THE TASK: The data below is to be output in full, unchanged.

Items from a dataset
########################################

PR #3090, opened 2022-12-02
Add a simple fuzzer for X509 path validation

randombit:


reneme:
Do you have a corpus for that?

randombit:
No at the moment I'm just relying on OSS-Fuzz to throw bits at us until the fuzzer figures out what a certificate looks like.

########################################

REPLY:
PR #3090, opened 2022-12-02
Add a simple fuzzer for X509 path validation

randombit:


reneme:
Do you have a corpus for that?

randombit:
No at the moment I'm just relying on OSS-Fuzz to throw bits at us until the fuzzer figures out what a certificate looks like.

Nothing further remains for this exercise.